§ **Task prompt**: All lines of the records below that contain the word "target" must be listed.
═══ Extracted data ═══
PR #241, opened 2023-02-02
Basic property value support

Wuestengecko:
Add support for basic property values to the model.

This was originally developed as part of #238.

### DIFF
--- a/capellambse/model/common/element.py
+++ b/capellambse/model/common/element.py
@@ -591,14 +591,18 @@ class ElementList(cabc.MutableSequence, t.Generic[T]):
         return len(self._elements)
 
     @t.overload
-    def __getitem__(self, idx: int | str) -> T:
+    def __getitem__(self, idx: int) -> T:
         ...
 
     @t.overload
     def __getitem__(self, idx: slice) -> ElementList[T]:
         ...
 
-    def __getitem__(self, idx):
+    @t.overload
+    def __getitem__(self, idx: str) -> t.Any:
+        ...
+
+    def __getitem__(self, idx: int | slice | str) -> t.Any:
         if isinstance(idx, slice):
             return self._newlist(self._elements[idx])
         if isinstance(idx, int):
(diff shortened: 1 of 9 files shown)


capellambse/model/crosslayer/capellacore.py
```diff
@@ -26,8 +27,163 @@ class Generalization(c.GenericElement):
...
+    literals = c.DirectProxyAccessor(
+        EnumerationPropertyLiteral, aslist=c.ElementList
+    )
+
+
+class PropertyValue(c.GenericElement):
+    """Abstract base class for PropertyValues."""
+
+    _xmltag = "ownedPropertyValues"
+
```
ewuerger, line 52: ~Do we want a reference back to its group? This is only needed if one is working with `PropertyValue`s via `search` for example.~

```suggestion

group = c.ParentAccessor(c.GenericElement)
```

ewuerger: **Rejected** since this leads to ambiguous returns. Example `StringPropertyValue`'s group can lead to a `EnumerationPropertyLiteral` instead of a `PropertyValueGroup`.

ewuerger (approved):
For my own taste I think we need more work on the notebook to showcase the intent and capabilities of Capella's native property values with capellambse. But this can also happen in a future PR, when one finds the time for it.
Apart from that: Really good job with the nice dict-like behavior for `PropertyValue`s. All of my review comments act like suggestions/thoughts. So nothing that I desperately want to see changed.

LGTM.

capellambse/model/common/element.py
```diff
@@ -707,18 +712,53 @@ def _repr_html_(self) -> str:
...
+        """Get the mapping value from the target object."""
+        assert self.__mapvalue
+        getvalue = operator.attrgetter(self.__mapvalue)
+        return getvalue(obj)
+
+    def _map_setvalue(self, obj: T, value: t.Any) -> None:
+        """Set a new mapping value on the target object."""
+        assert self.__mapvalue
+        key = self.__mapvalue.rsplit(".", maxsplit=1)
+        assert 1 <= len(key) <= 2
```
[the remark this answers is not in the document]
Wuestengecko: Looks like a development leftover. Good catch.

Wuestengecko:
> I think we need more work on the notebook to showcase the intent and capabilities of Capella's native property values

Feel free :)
═══
═══ Extracted data ═══
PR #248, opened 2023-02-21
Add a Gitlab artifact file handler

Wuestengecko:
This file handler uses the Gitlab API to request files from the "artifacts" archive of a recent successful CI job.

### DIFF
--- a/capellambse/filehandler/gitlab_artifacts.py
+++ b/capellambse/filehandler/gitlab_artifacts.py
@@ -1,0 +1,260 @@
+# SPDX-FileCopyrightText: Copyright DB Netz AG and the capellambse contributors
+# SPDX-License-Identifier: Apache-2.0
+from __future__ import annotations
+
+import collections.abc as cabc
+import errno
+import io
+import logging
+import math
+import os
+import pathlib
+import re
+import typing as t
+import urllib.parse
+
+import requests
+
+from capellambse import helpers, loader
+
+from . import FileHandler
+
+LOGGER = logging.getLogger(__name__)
═══
═══ Extracted data ═══
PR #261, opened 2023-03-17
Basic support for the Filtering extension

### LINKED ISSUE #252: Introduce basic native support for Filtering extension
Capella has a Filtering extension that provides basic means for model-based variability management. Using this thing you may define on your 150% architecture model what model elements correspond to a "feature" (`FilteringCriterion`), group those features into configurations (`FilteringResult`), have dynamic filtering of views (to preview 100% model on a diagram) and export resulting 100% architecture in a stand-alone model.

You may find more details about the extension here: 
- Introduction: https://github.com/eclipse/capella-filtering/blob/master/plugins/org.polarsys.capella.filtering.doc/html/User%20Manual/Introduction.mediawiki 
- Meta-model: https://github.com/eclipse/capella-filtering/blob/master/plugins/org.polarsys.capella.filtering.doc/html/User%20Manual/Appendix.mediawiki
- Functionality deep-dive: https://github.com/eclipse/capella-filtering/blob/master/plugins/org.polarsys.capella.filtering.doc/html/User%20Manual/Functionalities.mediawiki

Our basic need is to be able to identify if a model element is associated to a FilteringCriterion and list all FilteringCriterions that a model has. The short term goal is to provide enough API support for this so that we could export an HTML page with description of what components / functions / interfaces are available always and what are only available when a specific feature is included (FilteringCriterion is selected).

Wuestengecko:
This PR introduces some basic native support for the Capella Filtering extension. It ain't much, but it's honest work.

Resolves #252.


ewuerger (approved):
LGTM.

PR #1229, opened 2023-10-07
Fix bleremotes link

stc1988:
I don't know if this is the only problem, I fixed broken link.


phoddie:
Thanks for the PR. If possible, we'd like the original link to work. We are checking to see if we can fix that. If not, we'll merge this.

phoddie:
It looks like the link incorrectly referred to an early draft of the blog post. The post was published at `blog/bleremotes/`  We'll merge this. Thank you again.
═══
§ **Solution for this exercise**:
+        """Get the mapping value from the target object."""
+        """Set a new mapping value on the target object."""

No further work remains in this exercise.